A jar contains 5 pennies, 5 nickels and 8 dimes. A child selects 2 coins at random without replacement from the jar. Let X represent the amount in cents of the selected coins.

X = 10 → 2 nickels

P(1st Nickel) = 5/18

P(2nd Nickel) = 4/17

P(X = 10) = P(2 nickels) = (5/18)*(4/17) = 20/306 = 0.06536 (6.536%)

The probability of selecting 2 nickels ($0.10) is 0.06536.

X = 11 → dime and penny

P(Dime) = 8/18

P(Penny) = 5/17

P(X = 11) = P(Dime and Penny) = (8/18)*(5/17) = 40/306 = 0.13072 (13.072%)
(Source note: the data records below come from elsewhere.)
PR #2905, opened 2025-03-08
Increase MAVEN_OPTS = '-Xmx3300m' to avoid out-of-memory building war

merks:
- The infocenter war is building in parallel typically with infocenter product assembly and this randomly runs out of heap space, so with a little more heap available we should avoid this problem.


merks:
Certainly the memory is being used and we see even this in the log:

image

There's more memory available when building the war:

image

PR #2912, opened 2025-03-10
Fix checkCompositesValidity

akurtakov:
Has been failing since "June 12, 2024" but went unnoticed as it was sending mails to Sravan only.
Problem was it tried to run with Java 11 but now Java 21 and during the whole period Java 17 was needed.


akurtakov:
Merge directly as it would not be verified.

PR #2922, opened 2025-03-14
Update icu4j to 77.1.

merks:


merks:
Ignore heap space war error.

PR #2925, opened 2025-03-16
Enable "Use pattern matching for instanceof" in the cleanup profile

laeubi:


laeubi:
Will not be checked by the CI builds

PR #2932, opened 2025-03-18
Supply testManifest file name directly

akurtakov:
Should fix annoying and big "Releng: Missing testManifest.xml Files" section on downloads page.


akurtakov:
Verification will not test it. Merging.

PR #2948, opened 2025-03-27
Add SWT SVG fragment to SDK tests feature

HeikoKlare:
The SVG fragment needs to be available in SDK tests product as SWT tests require that fragment and the SDK does not currently not include it.


HeikoKlare:
We had quite some discussion on this topic in:
- https://github.com/eclipse-platform/eclipse.platform.swt/issues/1944
- https://github.com/eclipse-platform/eclipse.platform.ui/pull/2862
- https://github.com/eclipse-platform/eclipse.platform.ui/pull/2593
- ...

This seems to be the attempt that least people complained about.

So I will merge this to test if it finally fixes https://github.com/eclipse-platform/eclipse.platform.swt/issues/1944

PR #2951, opened 2025-03-28
Reduce noise in the build output

akurtakov:
These extra outputs clutter the build output and make it harder to find and analyze problems.
Such options should be enable temporarily when issue is analyzed and removed after that.

### DIFF
--- a/.mvn/jvm.config
+++ b/.mvn/jvm.config
@@ -1,1 +1,1 @@
--XX:+PrintFlagsFinal
+


akurtakov:
Looking at failing master build now - most of the output is due to this flag https://ci.eclipse.org/platform/job/eclipse.platform.releng.aggregator/job/master/3345/consoleFull .

akurtakov:
Merge in order to make it easier to analyze logs.

Issue #2950, opened 2025-03-28
4.36 I-Build: I20250327-1800 - BUILD FAILED


iloveeclipse:
https://ci.eclipse.org/releng/job/Builds/job/I-build-4.36/31/console

```
23:07:28  [INFO] Scanning for projects...
23:07:37  [ERROR] [ERROR] Some problems were encountered while processing the POMs:
23:07:37  [FATAL] Non-resolvable parent POM for org.eclipse.platform:org.eclipse.equinox.security.ui:1.4.500-SNAPSHOT: The following artifacts could not be resolved: org.eclipse.platform:bundles:pom:4.36.0-SNAPSHOT (absent): Could not find artifact org.eclipse.platform:bundles:pom:4.36.0-SNAPSHOT and 'parent.relativePath' points at wrong local POM @ 
23:07:37  [FATAL] Non-resolvable parent POM for org.eclipse.platform:org.eclipse.equinox.bidi.tests:1.4.300-SNAPSHOT: The following artifacts could not be resolved: org.eclipse.platform:bundles:pom:4.36.0-SNAPSHOT (absent): Could not find artifact org.eclipse.platform:bundles:pom:4.36.0-SNAPSHOT and 'parent.relativePath' points at wrong local POM @ 
23:07:37  [FATAL] Non-resolvable parent POM for org.eclipse.platform:org.eclipse.equinox.cm.test:1.2.0-SNAPSHOT: The following artifacts could not be resolved: org.eclipse.platform:bundles:pom:4.36.0-SNAPSHOT (absent): Could not find artifact org.eclipse.platform:bundles:pom:4.36.0-SNAPSHOT and 'parent.relativePath' points at wrong local POM @ 
```

iloveeclipse:
@laeubi : I don't see any change in pom files neither in equinox nor in the platform or aggregator responsible for the build failure, could it be some tycho snapshot issue?

akurtakov:
https://github.com/eclipse-platform/eclipse.platform.releng.aggregator/pull/2952 points that it's not Tycho regression.

merks:
Looking at what has changed in all the repositories in the last day, these are the only things that look suspiciously related:

https://github.com/eclipse-platform/eclipse.platform.swt/commit/91e2c7b9acafaee59f133aa8e5b9a690eaabd88e
[...]

PR #2952, opened 2025-03-28
Revert to released Tycho 4.0.12

akurtakov:
Experiment to check whether it's tycho regression for https://github.com/eclipse-platform/eclipse.platform.releng.aggregator/issues/2950


akurtakov:
Close as this doesn't seem to influence the build.

PR #2971, opened 2025-04-04
Add more bundles for which to not show deprecations

akurtakov:
Based on content of
https://download.eclipse.org/eclipse/downloads/drops4/I20250403-1800/apitools/deprecation/apideprecation.html , these jetty bundles are not something the project can claim API stability thus excluding from the list.


akurtakov:
This change affects only reports generated by I-builds thus merging without waiting.

PR #2973, opened 2025-04-04
Remove the SWT website from the SDK configuration

merks:
Set the wwd wrapLineLength to zero to avoid formatting changes to avoid formatting changing the entire file.


merks:
Has no build impact.

Issue #2968, opened 2025-04-03
Drop performance tests releng scripts


akurtakov:
There are no reports generated since before 4.33 (https://download.eclipse.org/eclipse/downloads/drops4/R-4.33-202409030240/performance/performance.php), performance jobs are no longer executing (https://ci.eclipse.org/releng/job/PerformanceTests/) and publishing is dependent on php scripts(to be removed end of year). 
Unless, someone says and steps up to make it all usable again I'll start dropping the various scripts next week to make releng more manageable.

akurtakov:
I'm starting to remove performance tests from releng now.

HannesWell:
> Unless, someone says and steps up to make it all usable again

At least the result collection should be fixable in the same way as for the regular result collection as you did in https://github.com/eclipse-platform/eclipse.platform.releng.aggregator/pull/2911.

The performance tests are integrated  relatively deeply into the current test scripts. If you search for `perf` in the corresponding folders, there should be multiple hits. 
There are even labels for it in the infrastructure:
https://github.com/search?q=repo%3Aeclipse-cbi%2Fjiro%20path%3A%2F%5Einstances%5C%2Feclipse%5C.platform%5C.releng%5C%2F%2F%20performance&type=code

So if this is removed I don't think it will come back soon.
But on the other hand reliable and stable results also need corresponding reliable and stable infrastructure and with the current way of dynamic agents, shared resources and containers etc. I don't see that anymore. We would need a dedicated machine that does nothing else, at least when the tests are executed.
It's a bit sad to see such 'framework' be gone, but I also don't see how this will be used in the foreseeable future.
Sorry for the late reply I oversaw this issue in the flood of mails I get and

akurtakov:
I plan to get rid or the perf tests from releng scripts entirely. IMO the whole way they are thrown in is disfunctional now. If/when performance testing is to be taken seriously (I mean results being actually looked and acted upon) we will need way better(and modern) infrastructure and even representing the results. Please let me know if you disagree with the approach I'm taking.

PR #2978, opened 2025-04-08
Drop perf tests from ant and php files

akurtakov:
Reduce the spaghetti there so running and reporting regular tests is streamlined.
Part of https://github.com/eclipse-platform/eclipse.platform.releng.aggregator/issues/2968 .


akurtakov:
This would be verified only by I-build thus merging and starting new I-build.

HannesWell:
Thanks for cleaning this up.
But at the same time this changed many space indented xml-elements to be tab indented. I think this is not ideal as we now have a mixture of styles in the same file and have lost the git-history for all these lines that didn't have an actual change.

akurtakov:
Sorry about that - tbh I'm more concerned about mixture of styles than git history as these files should eventually be gone IMO.

PR #142, opened 2024-02-21
Let classical Gram-Schmidt fail expectedly

pelesh:
Classical Gram-Schmidt orthogonalization is numerical unstable. Rather than relaxing unit test passing criteria for this method, let us flag it as an expected failure. This will also signal users _not_ to use this method, which is provided in ReSolve for completeness purposes.

This is also a very good demo of `status.expectFailure()` feature in our unit testing framework 😄 .

### DIFF
--- a/tests/unit/TestBase.hpp
+++ b/tests/unit/TestBase.hpp
@@ -210,6 +210,8 @@ static const real_type half = 0.5;
 static const real_type one = 1.0;
 static const real_type two = 2.0;
 static const real_type three = 3.0;
+
+/// @brief eps = 2.2e-15 for double type
 static const real_type eps = 10*std::numeric_limits<real_type>::epsilon();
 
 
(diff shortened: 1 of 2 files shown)


pelesh:
CC @cameronrutherford @maksud

cameronrutherford (approved):
LGTM. Maybe if we had CDash configured we could get a better sense of how often this passes/fails

kswirydo (approved):
On GPU (nvidia), the CGS1 tests succeeds, so we see output like this
```
Test Summary
	Successful tests:     10
	Failed test:          0
	Skipped tests:        0
	Expected failures:    1
	Unexpected successes: 1
```

kswirydo:
> LGTM. Maybe if we had CDash configured we could get a better sense of how often this passes/fails

It fails on CPU but passes on nvidia GPU. Let me try hip too.

PR #148, opened 2024-03-23
Ensure commutativity of GMRES solver configuration settings

pelesh:
The objective is to set GMRES configuration options in any order and get the same result. Currently, setting matrix must happen after all other configuration options are set. This PR includes:
- Function that changes Gram-Schmidt variant while preserving other solver settings.
- Function that changes sketching method while preserving other randomized GMRES settings.
- Method to change GMRES restart, while preserving all other settings.
- Function to switch between flexible and regular GMRES without affecting other solver settings.

All of these settings can take place in any desired order, before or after solver's `setup` method is called.


pelesh:
@kswirydo, would you think that Gram-Scmidt setup call should be made from inside of a GMRES class rather than outside of it? I would think a GMRES class should set up the Gram-Schmidt to its liking. It is hard to think of a scenario where the GS method would allocate its data to sizes other than what the calling GMRES requires.

maksud (approved):
All test cases were successful.

PR #151, opened 2024-06-03
initial implementation of #150

### LINKED ISSUE #54: Add `pre-commit` configuration + GitHub Actions
Things that pre-commit can help with:

- C++ lint
- CMake lint
- YAML validation
- Add JSON validation https://gist.github.com/jeekl/5083519

### LINKED ISSUE #150: Clarify style guidelines in the online documentation and set up `clang-format`
related to #54 / #82, albeit it deserves a dedicated pull request to unbundle it from the addition of `pre-commit`

# rationale

currently, [`CONTRIBUTING.md`](https://github.com/ORNL/ReSolve/blob/develop/CONTRIBUTING.md) is insufficiently precise in some ways and the repository's existing `.clang-format` file is not used and does not match the conventions within `CONTRIBUTING.md` exactly. clarifying the style guidelines and setting up `.clang-format` would help maintain a consistent style across the codebase and potentially make it more welcoming to newcomers

# considerations

- how is existing code formatted in relation to what is documented in `CONTRIBUTING.md`?
- how should the codified style be imposed upon existing code?
  - should we incrementally reformat code when it is touched, or should we reformat it all in one go?
- should we add a [precommit hook](https://git-scm.com/book/en/v2/Customizing-Git-Git-Hooks)?
  - this would necessitate reformatting it all in one go, unless some work was done to detect modified files within the hook
  - or should we use [`pre-commit`](https://pre-commit.com/) instead, as described in #54?
 - what additional linting tools should we use and how/when should they be applied?

# initial suggestions

- drop #54 & #82 for now
- open a new pull request deleting the existing `.clang-format` file in `.github/workflows`[^1] since it isn't used and remove the dead code within the root `CMakeLists.txt`[^2] that references it
- create a new `.clang-format` at the repository's root which takes into account existing style conventions + the stuff within `CONTRIBUTING.md`, with a priority toward the latter, updating `CONTRIBUTING.md` accordingly
- do not apply the styling to existing code until a solution is agreed upon

[^1]: https://github.com/ORNL/ReSolve/blob/develop/.github/workflows/.clang-format
[^2]: https://github.com/ORNL/ReSolve/blob/d913854aed438af040f6ecd5bee052da3a861baa/CMakeLists.txt#L56-L58

superwhiskers:
this pull request implements the initial suggestions proposed within #150

i'm not going to merge this until some discussion about the formatting options in `.clang-format` has happened, and appropriate modifications have been made to `CONTRIBUTING.md`

Closes #54 
Closes #150

### DIFF
--- a/.clang-format
+++ b/.clang-format
@@ -4,6 +4,7 @@ AlignConsecutiveMacros: true
 BreakBeforeBraces: Linux
 IndentWidth: 2
 ConstructorInitializerIndentWidth: 2
+ColumnLimit: 0
 AlignAfterOpenBracket: Align
 Standard: c++11
 IndentAccessModifiers: true
@@ -33,7 +34,7 @@ AllowShortFunctionsOnASingleLine: None
 AllowAllArgumentsOnNextLine: false
 IncludeBlocks: Regroup
 IncludeCategories:
-    - Regex: '^<resolve/'
+    - Regex: '^<(resolve|tests)/'
       Priority: 1
     - Regex: '^<[[:alnum:].]+>'
       Priority: -1
--- a/.clang-format
+++ b/.clang-format
@@ -20,13 +20,6 @@ PointerAlignment: Left
 InsertBraces: true
 NamespaceIndentation: All
 LineEnding: LF
-IntegerLiteralSeparator:
-    Binary: 4
-    BinaryMinDigits: 8
-    Decimal: 3
-    DecimalMinDigits: 4
-    Hex: 2
-    HexMinDigits: 6
 AlwaysBreakTemplateDeclarations: true
 BinPackArguments: false
 BinPackParameters: false
--- a/.clang-format
+++ b/.clang-format
@@ -1,0 +1,41 @@
+Language: Cpp
+AccessModifierOffset: 0
+AlignConsecutiveMacros: true
+BreakBeforeBraces: Linux
+IndentWidth: 2
+ConstructorInitializerIndentWidth: 2
+AlignAfterOpenBracket: Align
+Standard: c++11
+IndentAccessModifiers: true
+IndentCaseBlocks: true
+IndentCaseLabels: true
+IndentGotoLabels: true
+IndentExternBlock: Indent
+UseTab: Never
+ReflowComments: true
+QualifierAlignment: Left
+ReferenceAlignment: Pointer
+PointerAlignment: Left
+InsertBraces: true
+NamespaceIndentation: All
+LineEnding: LF
+IntegerLiteralSeparator:
+    Binary: 4
+    BinaryMinDigits: 8
+    Decimal: 3
+    DecimalMinDigits: 4
+    Hex: 2
+    HexMinDigits: 6
+BreakTemplateDeclarations: Yes
+BinPackArguments: false
+BinPackParameters: false
+AllowShortFunctionsOnASingleLine: None
+AllowAllArgumentsOnNextLine: false
+IncludeBlocks: Regroup
+IncludeCategories:
+    - Regex: '^<resolve/'
+      Priority: 1
+    - Regex: '^<[[:alnum:].]+>'
+      Priority: -1
+    - Regex: '.*'
+      Priority: 0
--- a/.clang-format
+++ b/.clang-format
@@ -1,35 +1,105 @@
-Language: Cpp
-AccessModifierOffset: 0
-AlignConsecutiveMacros: true
-BreakBeforeBraces: Linux
-IndentWidth: 2
+Language:        Cpp
+BasedOnStyle:  Microsoft
+
+# Indentation
+IndentWidth: 2                 # 2 spaces per indent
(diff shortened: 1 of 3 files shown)


.clang-format
```diff
@@ -0,0 +1,41 @@
...
+IndentExternBlock: Indent
+UseTab: Never
+ReflowComments: true
+QualifierAlignment: Left
+ReferenceAlignment: Pointer
+PointerAlignment: Left
+InsertBraces: true
+NamespaceIndentation: All
+LineEnding: LF
+IntegerLiteralSeparator:
```
cameronrutherford, line 22: https://stackoverflow.com/questions/27767781/why-was-the-space-character-not-chosen-for-c14-digit-separators - I think this is just a c++14 feature, which won't work for Re::Solve?

.clang-format
```diff
@@ -0,0 +1,41 @@
...
+    Binary: 4
+    BinaryMinDigits: 8
+    Decimal: 3
+    DecimalMinDigits: 4
+    Hex: 2
+    HexMinDigits: 6
+AlwaysBreakTemplateDeclarations: true
```
cameronrutherford, line 29: https://clang.llvm.org/docs/ClangFormatStyleOptions.html#alwaysbreaktemplatedeclarations - This should just be `BreakTemplateDeclarations`

```suggestion
BreakTemplateDeclarations: Yes
```

https://clang.llvm.org/docs/ClangFormatStyleOptions.html#breaktemplatedeclarations - I think we should add something about Templates to `CONTRIBUTING.md`, although I don't think we rely on templates in many places in Re::Solve

cameronrutherford (approved):
A few minor comments, but I approve.

I am not a regex expert so I did not have a chance to verify that those are correct.

.clang-format
superwhiskers: that's correct. i added that prior to getting the tentative suggestion to not increase the c++ version from @pelesh, but left it in there. i'll drop it if we come to a consensus to not increase the version on this pull request

.clang-format
superwhiskers: [i deliberately reverted it to the deprecated form](https://github.com/ORNL/ReSolve/pull/151/commits/3f61b211a1b376171d740a026e359287a16cfacc) because my local clang-format version is older than 19

.clang-format
```diff
@@ -0,0 +1,41 @@
...
+AlignConsecutiveMacros: true
+BreakBeforeBraces: Linux
+IndentWidth: 2
+ConstructorInitializerIndentWidth: 2
+AlignAfterOpenBracket: Align
+Standard: c++11
+IndentAccessModifiers: true
+IndentCaseBlocks: true
+IndentCaseLabels: true
+IndentGotoLabels: true
```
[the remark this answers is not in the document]
superwhiskers: i think most people are going to avoid using it anyway. there are a handful of legitimate uses for it anyway, such as exiting nested loops, and in c, sharing cleanup code prior to exiting a function. it's probably not worth explicitly forbidding it

.clang-format
cameronrutherford: I doubt we will change the C++ standard in this PR, but we should in the future

.clang-format
cameronrutherford: Sounds like we should specify what `clang-format` version we support / expect

superwhiskers: a solid minimum would be 16. some of the other features i'm using in the `.clang-format` here were added in 16 and that's the version i'm using locally

.clang-format
```diff
@@ -0,0 +1,41 @@
+Language: Cpp
+AccessModifierOffset: 0
+AlignConsecutiveMacros: true
+BreakBeforeBraces: Linux
+IndentWidth: 2
+ConstructorInitializerIndentWidth: 2
+AlignAfterOpenBracket: Align
+Standard: c++11
```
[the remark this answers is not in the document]
pelesh: My thinking is we should bump to C++17 standard when there is a compelling reason to do so. I suggest we move such discussion to a separate issue.

pelesh:
Before it is ready for merge, we need to test it on a few representative code snippets to make sure there are no unintended artifacts.

.clang-format
```diff
@@ -0,0 +1,41 @@
+Language: Cpp
+AccessModifierOffset: 0
+AlignConsecutiveMacros: true
+BreakBeforeBraces: Linux
+IndentWidth: 2
+ConstructorInitializerIndentWidth: 2
```
pelesh, line 6: It seems that the line with specification is missing here compared to the earlier specs. I suggest setting it to "0" to disable automatic line wrapping because no matter how you specify those, automatic wrapping will eventually give you undesired effect. Too long lines of code can be addressed in PR reviews easily.
```suggestion
ColumnLimit: 0
ConstructorInitializerIndentWidth: 2
```

superwhiskers:
dropping in favor of #261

You could also choose penny first and then a dime. This will give you the same probability.

P(Penny) = 5/18

P(Dime) = 8/17

P(X = 11) = P(Penny and Dime) = (5/18)*(8/17) = 40/306 = 0.13072 (13.072%)

P(Dime and Penny) + P(Penny and Dime) = 0.26144 (26.144%)

The probability of selecting a dime and a penny no matter the order is 0.26144.

Total Value = 5(0.01) + 5(0.05) + 8(0.10) = 0.05 + 0.25 + 0.80 = $1.10

There are a total of 18 coins and you selected 2 coins from the jar. So the probability of selecting 2 coins from the jar is 2/18 or 0.1111.

E[X] = ($1.10)*(2/18) = $0.1222

The expected value is about 12 cents.